PR #1322, opened 2025-05-06
fix: :bug: resolve temp paths so tests pass on MacOS as well

signekb:
## Description

Two tests were failing for me locally and it seems to be bc of how MacOS uses `/var` as a symlink to `/private/var` (thanks @martonvago 🌟 ). 
So, these two tests were failing bc the paths are compared directly and even though they refer to the same location, the paths aren’t identical. I solved this by resolving the paths with `.resolve()`. 

A different solution could be to change how we assert the paths. Like `assert Path.cwd().samefile(package_path.path)`. 

Thoughts?

## Checklist

- [X] Added or updated tests
- [X] Ran `just run-all`

### DIFF
--- a/tests/core/test_examples.py
+++ b/tests/core/test_examples.py
@@ -85,7 +85,9 @@ def test_changes_cwd_to_package_root_in_package_context():
     After exiting the context, the cwd should be reset to the original location."""
     original_cwd = Path.cwd()
     with ExamplePackage() as package_path:
-        assert Path.cwd() == package_path.path
+        # Resolve paths to ensure symlinks are compared correctly on MacOS as well
+        # (i.e., `/var` -> `/private/var` on MacOS)
+        assert Path.cwd().resolve() == package_path.path.resolve()
 
     assert Path.cwd() == original_cwd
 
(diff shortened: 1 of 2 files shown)


martonvago (approved):
Nice!! :+1: :+1: 

And yet another solution would be to put this resolve call directly into `ExamplePackage`: maybe l.261 `package_path = PackagePath(Path(self.temp_dir.name).resolve())`? (I haven't tested this.)

signekb:
Ah! I just tried it out, but only adding `.resolve()` to `ExamplePackage` makes the test `test_manages_temp_folder_correctly()` fail bc now `package_path` starts with `/private/` while `temp_root` does not 🤷‍♀️ 

https://github.com/seedcase-project/seedcase-sprout/blob/25e03eca5ce3256a61fe39c90b06b2746f02dd8c/tests/core/test_examples.py#L103-L110

Could change it there as well? Since this is only a test problem (related to how we assert the paths) maybe it’s fine to make changes to the tests only?

martonvago:
Ah okay! Yeah, I agree :+1: :+1:

lwjohnst86 (approved):

PR #100, opened 2015-09-08
New libusb_fdopen(dev, fd, handle) API to provide ability to associate the file descriptor with a device handle.

dmitrykos:
The proposed API would act by idea similar to fdopen(), e.g. it would be possible to associate a created device handle with the existing file descriptor which was obtained earlier for the USB device.

It would be helpful to handle device opening on Android OS for instance, where file descriptor is obtained when user granted the permission to access a USB device. That file descriptor could then be passed to libusb API via libusb_fdopen() call.

The Linux back-end was modified to handle libusb_fdopen() call and use supplied file descriptor instead of trying to call _get_usbfs_fd(). Potentially libusb_fdopen() could be used to provide external file handles to a Windows back-end too. For that case intptr_t type is used for the 'fd' parameter of libusb_fdopen() function in order to guarantee the sufficient parameter width for passing the raw pointer.

### DIFF
--- a/libusb/core.c
+++ b/libusb/core.c
@@ -1280,7 +1280,6 @@ int API_EXPORTED libusb_open(libusb_device *dev,
  * This function allows to associate a device handle with the existing file 
  * descriptor.
  *
- *
  * \param dev the device to open
  * \param fd the file descriptor to associate with the device 
  * \param handle output location for the returned device handle pointer. Only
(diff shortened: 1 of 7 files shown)


LudovicRousseau:
You should create a branch on your repository to ONLY contain the libusb_fdopen() changes.

Your PR contains unrelated changes. Please create a new one and close this one.

PR #101, opened 2015-09-11
New libusb_fdopen(dev, fd, handle) API to provide ability to associate the file descriptor with a device handle.

dmitrykos:
The proposed API would act by idea similar to fdopen(), e.g. it would be possible to associate a created device handle with the existing file descriptor which was obtained earlier for the USB device.

It would be helpful to handle device opening on Android OS for instance, where file descriptor is obtained when user granted the permission to access a USB device. That file descriptor could then be passed to libusb API via libusb_fdopen() call.

The Linux back-end was modified to handle libusb_fdopen() call and use supplied file descriptor instead of trying to call _get_usbfs_fd(). Potentially libusb_fdopen() could be used to provide external file handles to a Windows back-end too. For that case intptr_t type is used for the 'fd' parameter of libusb_fdopen() function in order to guarantee the sufficient parameter width for passing the raw pointer.

edit:
Reverted all unrelated changes and merged the proposal into the 'libusb_fdopen' branch.


dickens:
I do not think the core should be aware of any of this. The fd or HANDLE or
whatever is a backend-specific detail, thus I don't think the libusb_device
struct should be modified to accommodate this, and the core should simply
have a function that calls the backend function, or returns appropriately
if the backend does not provide this.

Regards,
Chris

hjelmn:
I agree.

Also, in the spirit of fdopen I would prefer that libusb_fdopen take ownership of the file descriptor, IOUSBDevice, etc. The backend would be responsible for closing and releasing it. Also, since not all systems use a file descriptor it might be worth coming up with a new name.

-Nathan

dmitrykos:
> dickens
> the core should simply have a function that calls the backend function

The problem with Android is that obtaining USB device file descriptor can not be done in one call. E.g. application must first request the permission to use a device and then user confirms or rejects it. It is all done asynchronously and can take indefinite amount of time.

Developing some Android specific function which would extract device file descriptor in one call looks quite impossible to me in normal Android usage circumstances unless device is rooted and USB devices can be opened in a traditional way how libusb is handling it currently.

libusb_fdopen() (or with another name if fdopen) could be #ifdefed for Android only. The idea behind libusb_fdopen() was to offer API which would not break binary compatibility and on the other hand would provide possibility to use libusb on Android right from the box.

dickens:
Closing this as the PR has many more commits unrelated to the subject and because it is obsolete based on the current master. If you'd like, please open another PR with only commits related to the subject, and provide full documentation supporting any new APIs.

aalmada:
Are the file descriptor and SELinux Android-related issues already handled on the latest libusb build? If so, how do I pass the file descriptor to libusb?  There are multiple forks around but would like to use the official one with the latest source. Thanks.

PR #109, opened 2015-10-08
Isochronous transfer support for a Windows back-end when libusbK back-end is used for a device driver.

dmitrykos:
Isochronous transfer support for a Windows back-end when libusbK back-end is used for a device driver. The initial code is obtained from a http://github.com/JoshBlake/libusbx.git repository and adopted to the current libusb code along with some necessary fixes to make it work properly.

The implementation was tested (audio output) and is working properly under Windows 7 on two different USB DAC devices with isochronous support. Device driver was installed by Zadig tool (http://zadig.akeo.ie) version 2.1.2 which installed libusbK (v3.0.7.0) back-end.


dickens:
Closing this as the PR has many more commits unrelated to the subject and because it is obsolete based on the current master.

PR #112, opened 2015-10-15
darwin: fix occasional dead-lock on libusb_exit

parafin:
CFRunLoopStop() isn't thread-safe, see for example this bugreport:
https://github.com/joyent/libuv/issues/799
Use CFRunLoopSource instead. Test-case:
```C
#include <libusb.h>
#include <stdio.h>
int main() {
  int i = 0;
  while(1) {
    libusb_init(0);
    printf("%d\n", i++);
    libusb_exit(0);
  }
  return 0;
}
```
will hang after some time (may take a while) without this patch.

### DIFF
--- a/libusb/os/darwin_usb.c
+++ b/libusb/os/darwin_usb.c
@@ -50,6 +50,7 @@ static clock_serv_t clock_realtime;
 static clock_serv_t clock_monotonic;
 
 static CFRunLoopRef libusb_darwin_acfl = NULL; /* event cf loop */
+static CFRunLoopSourceRef libusb_darwin_acfls = NULL; /* shutdown signal for event cf loop */
 static volatile int32_t initCount = 0;
 
 static usbi_mutex_t darwin_cached_devices_lock = PTHREAD_MUTEX_INITIALIZER;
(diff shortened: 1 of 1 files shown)


hjelmn:
Interesting. Apple has this to say about run loops:

***Thread Safety and Run Loop Objects***
Thread safety varies depending on which API you are using to manipulate your run loop. The functions in Core Foundation are generally thread-safe and can be called from any thread. If you are performing operations that alter the configuration of the run loop, however, it is still good practice to do so from the thread that owns the run loop whenever possible.

https://developer.apple.com/library/prerelease/mac/documentation/Cocoa/Conceptual/Multithreading/RunLoopManagement/RunLoopManagement.html#//apple_ref/doc/uid/10000057i-CH16-SW1

I didn't think CFRunLoopStop as a call that alters the configuration of a run loop so I assumed it was thread-safe. It might be worth asking Apple to clarify (and potentially open a bug on radar).

Even if the routine is supposed to be thread-safe and Apple fixes it libusb needs to support unpatched versions of OS X for some time. So, I will review this patch for inclusion in 1.0.21.

dickens:
@hjelmn how about this one?

hjelmn:
I may want to take this one. As I said, there is no indication this call shouldn't be thread safe. I will decide tomorrow.

Mitch9192:
I am still experiencing this issue.  Built from Master on OS X 10.15.1.  Example code provided at the top of this issue will exhibit the behavior.  Appears OS specific.  (Linux doesn't exhibit the issue)

* Before updating my libusb (pre this fix) it would occur in < 85k iterations.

§ **WHAT THE EXERCISE ASKS**
Which of the lines in the material carry the string "more"? Pull them out.

§ **EXERCISE OUTPUT**
Closing this as the PR has many more commits unrelated to the subject and because it is obsolete based on the current master. If you'd like, please open another PR with only commits related to the subject, and provide full documentation supporting any new APIs.
Closing this as the PR has many more commits unrelated to the subject and because it is obsolete based on the current master.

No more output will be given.